[Collected data entries]

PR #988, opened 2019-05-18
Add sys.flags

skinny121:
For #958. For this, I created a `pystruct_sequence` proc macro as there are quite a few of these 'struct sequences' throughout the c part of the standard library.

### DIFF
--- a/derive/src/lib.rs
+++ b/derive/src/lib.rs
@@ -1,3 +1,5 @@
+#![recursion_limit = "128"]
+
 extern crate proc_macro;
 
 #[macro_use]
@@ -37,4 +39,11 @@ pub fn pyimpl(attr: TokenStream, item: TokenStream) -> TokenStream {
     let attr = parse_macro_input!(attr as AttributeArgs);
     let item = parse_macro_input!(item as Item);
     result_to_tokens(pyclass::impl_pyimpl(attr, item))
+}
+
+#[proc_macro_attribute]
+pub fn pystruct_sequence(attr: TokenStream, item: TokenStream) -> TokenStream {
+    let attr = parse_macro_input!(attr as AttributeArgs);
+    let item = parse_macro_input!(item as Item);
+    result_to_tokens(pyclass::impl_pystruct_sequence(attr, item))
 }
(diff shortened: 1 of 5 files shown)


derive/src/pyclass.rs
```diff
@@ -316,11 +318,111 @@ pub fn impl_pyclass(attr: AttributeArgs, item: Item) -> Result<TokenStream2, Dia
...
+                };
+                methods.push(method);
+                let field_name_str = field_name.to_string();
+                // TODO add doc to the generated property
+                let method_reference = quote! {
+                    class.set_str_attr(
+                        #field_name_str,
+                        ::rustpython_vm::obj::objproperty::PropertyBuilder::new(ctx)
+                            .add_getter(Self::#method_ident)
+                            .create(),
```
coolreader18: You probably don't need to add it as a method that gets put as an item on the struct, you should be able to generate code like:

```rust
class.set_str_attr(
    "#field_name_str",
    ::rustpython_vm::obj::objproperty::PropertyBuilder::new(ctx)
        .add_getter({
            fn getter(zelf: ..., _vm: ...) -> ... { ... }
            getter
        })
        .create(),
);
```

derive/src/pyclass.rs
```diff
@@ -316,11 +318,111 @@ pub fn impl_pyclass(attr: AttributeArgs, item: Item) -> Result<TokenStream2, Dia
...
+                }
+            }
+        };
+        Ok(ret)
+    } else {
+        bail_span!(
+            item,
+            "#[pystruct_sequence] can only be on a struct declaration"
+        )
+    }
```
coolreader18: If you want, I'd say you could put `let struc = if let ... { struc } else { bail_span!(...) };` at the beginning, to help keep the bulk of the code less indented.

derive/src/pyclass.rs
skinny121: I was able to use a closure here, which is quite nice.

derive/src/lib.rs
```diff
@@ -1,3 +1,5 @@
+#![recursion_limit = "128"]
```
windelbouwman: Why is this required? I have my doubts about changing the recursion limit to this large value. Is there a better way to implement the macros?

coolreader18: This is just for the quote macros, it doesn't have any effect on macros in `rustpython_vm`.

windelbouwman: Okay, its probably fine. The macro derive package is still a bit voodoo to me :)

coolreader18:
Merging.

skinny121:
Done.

• **WORK REQUEST**
Reply with a number alone, the number of lines of the records that hold the word "quote".

• **SOLUTION BELOW**
2